From the Portsmouth Times, September 20, 1862:
“On Sunday last (Sept. 14), Vanceburg, Ky, situated on the river, twenty miles below here, was reported in their possession, and numerous absurd reports were in circulation, and the timid grew restless. Pickets were stationed on the hills around the city at night. About 2 o’clock am, an alarm spread through the city and some indefinite danger was apprehended. The militia was put under arms and prepared for any emergency. They adjourned at 4 o’clock with orders to report at the Market House at 6 am. The morn witnessed the ‘marshaling of arms’ – armed men filled the streets. The Forest Rose was engaged to take down whatever force might be sent. The militia regimental officers, Col. Barton, Lt. Col. Reilley and Maj. Connolly, were in command.
“Four of our city companies – the German Rifles, Portsmouth Rifles, Fourth Ward Rifles and the Artillery Company – were ordered on board. These together with Captain Churchill’s company – and squads of men from the country, crowed the boat. A large crowd had collected at the wharf at 8 o’clock when the steamer left. At Buena Vista we were reinforced by three companies under the command of Captains Frizell, Elliott and Cadon. Sheet iron crackers were furnished with hungry soldiers, who devoured them with the avidity of veterans.
“It was nearly mid-day when the boat approached the scene of the expected contest. All seemed anxious to engage with ‘red band in the foray’. As we rounded to in front of the village a hostile flag was waved from a dwelling, but no enemy was in sight. They had fled.

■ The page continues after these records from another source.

PR #594, opened 2020-10-20
Support nested DSNs generated by process environment variables

nesk:
I was trying to use this config for a project:

```yaml
snc_redis:
    clients:
        default:
            type: phpredis
            alias: default
            dsn: "%env(csv:REDIS_URL)%"
            options:
                cluster: true
```

This allows to use a simple list of redis instances in one env var:

```
REDIS_URL=redis://host_1,redis://host_2
```

However, when the processed environment variable returns an array, the `PhpredisClientFactory` receives the following DSN config:

```php
array (
  0 => 
  array (
    0 => 'redis://host_1',
    1 => 'redis://host_2',
  ),
)
```

This is difficult to solve in the configuration processor because the environment variable is stored as a simple string placeholder and not with the real and final value, so we can't detect the type of the value.

The solution is to detect, inside the `PhpredisClientFactory` class, if the DSN config contains only one item and if the first item is an array, then we simply use the nested array as the whole DSN config.

### DIFF
--- a/Factory/PhpredisClientFactory.php
+++ b/Factory/PhpredisClientFactory.php
@@ -44,6 +44,9 @@ class PhpredisClientFactory
             throw new \LogicException(sprintf('The factory can only instantiate \Redis|\RedisCluster classes: "%s" asked', $class));
         }
 
+        // Normalize the DSNs, because using processed environment variables could lead to nested values.
+        $dsns = count($dsns) === 1 && is_array($dsns[0]) ? $dsns[0] : $dsns;
+
         $parsedDsns = array_map(static function (string $dsn) {
             return new RedisDsn($dsn);
         }, $dsns);
--- a/Tests/Factory/PhpredisClientFactoryTest.php
+++ b/Tests/Factory/PhpredisClientFactoryTest.php
@@ -110,4 +110,26 @@ class PhpredisClientFactoryTest extends TestCase
         $this->assertSame('pass', $client->getAuth());
         $this->assertNull($client->getPersistentID());
     }
+
+    public function testNestedDsnConfig()
+    {
+        $factory = new PhpredisClientFactory();
+
+        $client = $factory->create(
+            \Redis::class,
+            [['redis://redis:pass@localhost:6379/2']],
+            array(
+                'parameters' => [
+                    'database' => 3,
+                    'password' => 'secret',
+                ],
+            ),
+            'alias_test'
+        );
+
+        $this->assertInstanceOf(\Redis::class, $client);
+        $this->assertSame(2, $client->getDBNum());
+        $this->assertSame('pass', $client->getAuth());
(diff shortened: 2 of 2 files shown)


nesk:
Any news? I'd rather prefer a hard no than no answer. 😉

B-Galati:
> Any news? I'd rather prefer a hard no than no answer. wink

Sorry I missed that one so thanks for the heads up.

Factory/PhpredisClientFactory.php
```diff
@@ -44,6 +44,9 @@ public function create($class, array $dsns, $options, $alias)
             throw new \LogicException(sprintf('The factory can only instantiate \Redis|\RedisCluster classes: "%s" asked', $class));
         }
 
+        // Normalize the DSNs, because using processed environment variables could lead to nested values.
+        $dsns = count($dsns) === 1 && is_array($dsns[0]) ? $dsns[0] : $dsns;
```
B-Galati, line 48: Is this the way it is managed in other bundle or that's more like a hack? 

Should we fix the config of the bundle instead?

B-Galati (approved):
LGTM thanks!

B-Galati:
Could you rebase the branch so that we see if it's the CI pass?

Factory/PhpredisClientFactory.php
nesk: This is more like a hack. Unfortunately I didn't find any other way to solve this…

When we write this in the config :

```
dsn: "%env(csv:REDIS_URL)%"
```

The `SncRedisExtension` class only sees an array with a single string, representing an env var placeholder. There's only the `PhpredisClientFactory` class which can see the final values.

nesk:
The branch has been rebased

Factory/PhpredisClientFactory.php
B-Galati: ok thank you!

B-Galati:
Thanks @nesk

Factory/PhpredisClientFactory.php
nesk: Oooh, maybe we could solve this directly in the config with [`ContainerBuilder::resolveEnvPlaceholders()`](https://github.com/symfony/symfony/blob/0dce5cf0ba439450475519137541e7f48894852f/src/Symfony/Component/DependencyInjection/ContainerBuilder.php#L1352)…

I will try to look for a solution with this method.

B-Galati: No because it would mean the cache is built with resolved environment instead of resolving them at runtime. We already bugs related to this behavior.

nesk: Nevermind then. Lets keep the hacky thing. 🙂

B-Galati:
release in 3.3.0 FYI! Sorry for the long delay :sweat_smile:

Upon landing, our boys double-quicked it up the bank and formed in line. Pickets were thrown out, guards stationed and the ‘burg was ‘firmly held.’ A small cavalry force of rebels, we were informed, had been there on Sunday, but had taken their departure the evening previous. The citizens seemed surprised at the large force displayed. They treated us politely and some received us cordially. A squad of Dr. Frizell’s men provided themselves with such beasts as the place contained, mounted on their warlike steeds, champing for the din and strife, made an advance on Clarksburg, the county seat of Lewis county. Not having the necessary documents, they were halted a couple of miles out, by the guard, and brought back. They moved once more upon the place, took it by surprise, and also several prisoners, who were brought back as ‘spoils.” A squad had also succeeded in capturing a secesh (sic – secessionist) apron, which had been waved defiantly at us as we landed. The owner was decidedly spunky, and informed the captors that she could soon make another. Food was furnished as far as the citizens were able.
“At 5 o’clock the companies on picket duty were called in, and the troops marched on the boat preparatory to departure. Vanceburg was left amid cheers and wavings from the shore. Seven prisoners had been captured, and a more confident and outspoken feeling given to the Union men in that locality. There was no disorderly conduct upon the part of the soldiers, and no accidents occurred. Although no enemy was met and no victory achieved, the expedition was not without its benefits. The ‘militia’ reached home at 8 o’clock pm unscathed by steel or lead. So closed that eventful day. Two of the prisoners captured, on account of sickness in their families, were permitted to return home on parole. The others, by direction of the Governor, were sent to Camp Chase.”